GOAL OF THE EXERCISE: State the count of lines in this material that hold the string "Michael" and add nothing.
• • • • •
PR #14342, opened 2026-07-08
Cleanup WriteSubnetFile error handling and add fsync(directory)

neiltalap:
#### Proposed Changes ####

Fix a crash-safety bug in `WriteSubnetFile`: the directory entry was not fsynced after rename, so the atomic swap could be lost on power loss. 

I also simplified the error handling by replacing inline cleanup closures with defers and wrapped errors.

#### Types of Changes ####

Bugfix

#### Verification ####

Existing unit tests in `setup_test.go` cover `WriteSubnetFile`.

#### Testing ####

Covered by `Test_UnitWriteSubnetFile`.

#### Linked Issues ####

N/A

#### User-Facing Change ####
```release-note
NONE
```

### DIFF
--- a/pkg/agent/flannel/flannel.go
+++ b/pkg/agent/flannel/flannel.go
@@ -20,7 +20,6 @@ import (
 	"math/big"
 	"net"
 	"os"
-	"path/filepath"
 	"strings"
 	"sync"
 
@@ -28,7 +27,6 @@ import (
 	"github.com/flannel-io/flannel/pkg/ip"
 	"github.com/flannel-io/flannel/pkg/subnet/kube"
 	"github.com/flannel-io/flannel/pkg/trafficmngr/iptables"
-	"github.com/google/renameio/v2"
 	"github.com/joho/godotenv"
 	"github.com/k3s-io/k3s/pkg/util/errors"
 	"github.com/sirupsen/logrus"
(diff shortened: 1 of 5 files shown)


brandond:
As suggested by the copyright headers, this file is copied from flannel, with some changes to adapt it for embedding in k3s.

Please PR your changes upstream first: https://github.com/flannel-io/flannel/blob/master/pkg/subnet/subnet.go

Once accepted there, we can pull through here.

The two implementations are probably due for a resync for other reasons.

brandond:
cc @manuelbuil @mgfritch @rbrtbnfgl  @thomasferrandiz

neiltalap:
> As suggested by the copyright headers, this file is copied from flannel, with some changes to adapt it for embedding in k3s.
> 
> Please PR your changes upstream first: https://github.com/flannel-io/flannel/blob/master/pkg/subnet/subnet.go
> 
> Once accepted there, we can pull through here.
> 
> The two implementations are probably due for a resync for other reasons.

I have created the upstream flannel PR with the changes. The functions are similar in k3s and flannel, but they had to be adapted for each repository. There are slight differences.

https://github.com/flannel-io/flannel/pull/2486

brandond:
Thanks for chasing this down on the Flannel side! After a bit more consideration, this is a lot of important yet fairly generic code for us to be maintaining and reasoning about the correctness of - regardless of which repo its in.

Consider delegating this all to an external package with more eyes on it, such as: https://github.com/google/renameio

neiltalap:
> Thanks for chasing this down on the Flannel side! After a bit more consideration, this is a lot of important yet fairly generic code for us to be maintaining and reasoning about the correctness of - regardless of which repo its in.
> 
> Consider delegating this all to an external package with more eyes on it, such as: https://github.com/google/renameio

If another dependency is an acceptable tradeoff, we can use it.

Do you mean we use the renameio external dependency in k3s and flannel, or just k3s? I have no problem with implementing it in k3s, but not sure about how the maintainers of flannel would respond to an external dependency introduction. If anything, we can keep the implementation I pushed with my PR. I am certain it is appropriate and correct. And in k3s, we can use the renameio abstraction.

To add, I am not sure how active the maintainers of flannel are, let's see how they respond to my PR.

brandond:
I would suggest both, but I'd defer to my co-maintainers preference. I don't think we really want to own all this logic in either project.

Flannel is currently being maintained by a subset of the K3s team, but as an independent project. If you look at the [commit history](https://github.com/flannel-io/flannel/commits/master/) I think you'll see it's quite active.

neiltalap:
> I would suggest both, but I'd defer to my co-maintainers preference. I don't think we really want to own all this logic in either project.
> 
> Flannel is currently being maintained by a subset of the K3s team, but as an independent project. If you look at the [commit history](https://github.com/flannel-io/flannel/commits/master/) I think you'll see it's quite active.

Got it, will implement both PRs with renameio abstraction.

pkg/agent/flannel/flannel.go
```diff
@@ -202,65 +202,56 @@ func WriteSubnetFile(path string, nw ip.IP4Net, nwv6 ip.IP6Net, ipMasq bool, bn
...
+			return errors.WithMessage(err, "failed to write FLANNEL_IPV6_NETWORK")
 		}
+		// Save the first usable address in the node's subnet
 		if _, err := fmt.Fprintf(f, "FLANNEL_IPV6_SUBNET=%s\n", snv6); err != nil {
-			return cleanup(err)
+			return errors.WithMessage(err, "failed to write FLANNEL_IPV6_SUBNET")
 		}
 	}
 
+	// 1. write
```
brandond:
```suggestion
```

pkg/agent/flannel/flannel.go
```diff
@@ -202,65 +202,56 @@ func WriteSubnetFile(path string, nw ip.IP4Net, nwv6 ip.IP6Net, ipMasq bool, bn
...
 	}
 
-	// rename(2) the temporary file to the desired location so that it becomes
-	// atomically visible with the contents (same directory keeps it on the same FS)
-	if err := os.Rename(tempFile, path); err != nil {
-		_ = os.Remove(tempFile)
-		return err
-	}
-	return nil
+	// CloseAtomicallyReplace does steps 2-5: fsync, close, rename, dir fsync.
```
brandond:
```suggestion
```

brandond (commented):
Remove the references to steps 1-5; with the steps handled by an external library there's no reference point as to what we're even tracking with the comments.

brandond (changes requested):
Remove the references to steps 1-5; with the steps handled by an external library there's no reference point as to what we're even tracking with the comments.

pkg/agent/flannel/flannel.go
neiltalap: Oh, yes. That makes sense. It was referencing the implementation, and now the abstraction abstracted it away. 

Reference without the focus point is meaningless. 

Did you know programming is just as much a philosophical and internal character development exercise as it is a technical one?

Will commit the changes tomorrow.

neiltalap:
@brandond did the same removal on the flannel side.

pkg/agent/flannel/flannel.go
```diff
@@ -28,6 +28,7 @@ import (
 	"github.com/flannel-io/flannel/pkg/ip"
 	"github.com/flannel-io/flannel/pkg/subnet/kube"
 	"github.com/flannel-io/flannel/pkg/trafficmngr/iptables"
+	"github.com/google/renameio"
```
brandond:
```suggestion
	"github.com/google/renameio/v2"
```

brandond (changes requested):
sorry, final nit - lets use latest version of the module, instead of starting with already old version

neiltalap:
> sorry, final nit - lets use latest version of the module, instead of starting with already old version

No problem.

DCO fails on a mutual commit apparently. Will fix it.

neiltalap:
Cleaned up the commit history. Should be good to go now.

Followed up with the same changes on the flannel side https://github.com/flannel-io/flannel/pull/2486/changes/8e7d79b2be5d793096fd06b6cb17c6c621cb1b56

brandond:
needs a `go mod tidy`

brandond:
Oh, also just ran into another problem that we're going to need to handle here as well... see
https://github.com/rancher/dynamiclistener/pull/313

neiltalap:
@brandond 

Hey Brandon, just to be on the same page, you want a simple fallback on windows that corrupts the file on power loss?

Just wanted a confirmation, if so, I will reshape the code to do that.

I am not sure if they will allow me to own the windows implementation of renameio, but let's cross our fingers and hope Michael is going to be okay with that.

neiltalap:
The windows implementation was kept simple on purpose, because the k3s and flannel (still k3s maintainers) don't want to maintain the appropriate and safe (in its own way, not posix safe) windows implementation of the atomic files.

The proper support for windows can be added, but it has to be implemented upstream.

Here is a discussion I had with Michael, the maintainer of renameio.

https://github.com/google/renameio/issues/47

I will see if I can get that done, but for now we have WriteFile which is not ideal for windows.

neiltalap:
@brandond I think this PR is good to go, take a look.

cwayne18:
I'd also generally like to point out that k3s is not supported on Windows, so this is unlikely to be a priority at the moment

PR #14420, opened 2026-07-20
Prevent unbounded service restarts when network is unavailable

hooiv:
## What does this PR do?

Prevents K3s systemd services from entering an unbounded rapid restart loop when K3s starts before a default network route is available.

## Why?

K3s can exit during early boot with `no default routes found`. The current `Restart=always` configuration has no start-rate limit, so systemd can restart K3s indefinitely and consume all available CPU.

## Changes

- Add `StartLimitBurst=3` and `StartLimitIntervalSec=300s` to the generated and checked-in systemd units.
- Preserve the existing `RestartSec=5s` so ordinary K3s recovery behavior is unchanged.
- Apply the same policy to the standard installer, RPM installer, and checked-in service unit.
- Update `install.sh.sha256sum`.

This intentionally does not require `network-online.target` at service start, preserving existing behavior for explicitly configured offline or custom-network setups.

## Validation

- `bash -n install.sh` against an LF-normalized checkout.
- `bash -n package/rpm/install.sh` against an LF-normalized checkout.
- `systemd-analyze verify k3s.service` reported no unit-directive errors; the source checkout understandably has no `/usr/local/bin/k3s` binary.
- Installer SHA-256 verification passed.
- `go test ./pkg/... -run Unit` completed in WSL. Most packages passed, but the command exited non-zero because `pkg/agent/containerd` tests assume `/tmp` temporary paths and `pkg/etcd/s3` `Test_UnitClientUpload` timed out during its S3 credential/network operation. Neither failure exercises the systemd unit changes in this PR.

## Issue

Addresses #13895

## AI disclosure

AI tools were used to assist with repository exploration and drafting this change. I reviewed the diff and validation results and understand the implementation and will respond to review feedback directly.


install.sh
```diff
@@ -1058,7 +1060,7 @@ LimitCORE=infinity
 TasksMax=infinity
 TimeoutStartSec=0
 Restart=always
-RestartSec=5s
+RestartSec=30s
```
brandond: Why? This seems like a significant change for users who may currently be relying on K3s to restart quickly after it exits. 30 seconds of downtime is MUCH more noticable than 5.

hooiv: I agree that changing the normal restart delay to 30 seconds is broader than necessary. I initially followed the issue reporter's workaround, but that would make every ordinary restart slower. I have amended the PR to preserve the existing RestartSec=5s and keep only StartLimitBurst=3 with StartLimitIntervalSec=300s. This still bounds the no-route crash loop while avoiding a new 30-second delay for normal recovery.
• • • • •
WRITTEN REPLY: 2